2004 Report Card Released on the Status of New Brunswick Women

Wednesday, July 28 2010

The Advisory Council on the Status of Women released its 2004 Report Card on the Status of N.B. Women today March 8 International Women's Day. View or download it from: www.acswcccf.nb.ca or order a copy.  Chairperson Mary Lou Stirling said, "Our Report Card shows where there has been change and where change is needed.  We need to know the facts because there are myths out there, some myths that say that women have reached equality and others that say nothing has changed."

Work and family: 75% of all women with preschoolers were in the labour force in 2002, a jump from 70% the previous year. The Canadian rate was 70%.  The majority of lone mothers with preschoolers (60%) were also out working for pay in 2002.  Number of New Brunswickers who took parental leave in 2002: fathers, 173; mothers, 2,289.

Lone-Parent Poverty: About 5,000 lone mothers, or 43% of them, lived in poverty in 2001, up from 42% the previous year, but down from 61% in 1995. How poor are they? The average amount that lone mothers living in poverty in the province needed to reach the "poverty line" increased: in 2001, they would have needed on average $4,100, (the previous year, they needed $3,200 and in 1980, $6,200 - in constant 2001 dollars). The impact of the tax exemptions for low-income citizens introduced by the N.B. government in January 2001 and 2003 may be seen in statistics available next year.  

Pay Gap: Women who worked full or part-time earned on average 82% of what men earned in 2003, an improvement from 81% the previous year but women earned 82% of what men earned in 1998. Women who were recent graduates of Community colleges and were working full time earned 15% less than male graduates in 2002.  Those who had recently graduated from N.B. universities and were working full time in 2001 earned 13% less than their male graduates.

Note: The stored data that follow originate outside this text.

PR #1229, opened 2019-08-22
Add authorizing target applications for end device claiming

johanstokking:
#### Summary

References https://github.com/TheThingsIndustries/lorawan-stack/issues/1673

#### Changes

- Add rpcs for authorizing and unauthorizing apps


api/application.proto
```diff
@@ -43,6 +43,11 @@ message Applications {
   repeated Application applications = 1;
 }
 
+message ApplicationAPIKey {
```
htdvisser: Unused?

Violence Against Women: Of the 247 sentences given for woman abuse in 2002, 21% were for jail time (down from 43% in 1995), and 14% received a conditional sentence, a new option for sentencing since 1996. There were 98 reported sexual assaults per 100,000 population in 2002 (on women, men or children), higher than the national rate of 78. About 34% of reported sexual assaults resulted in charges. The Canadian average was 44%.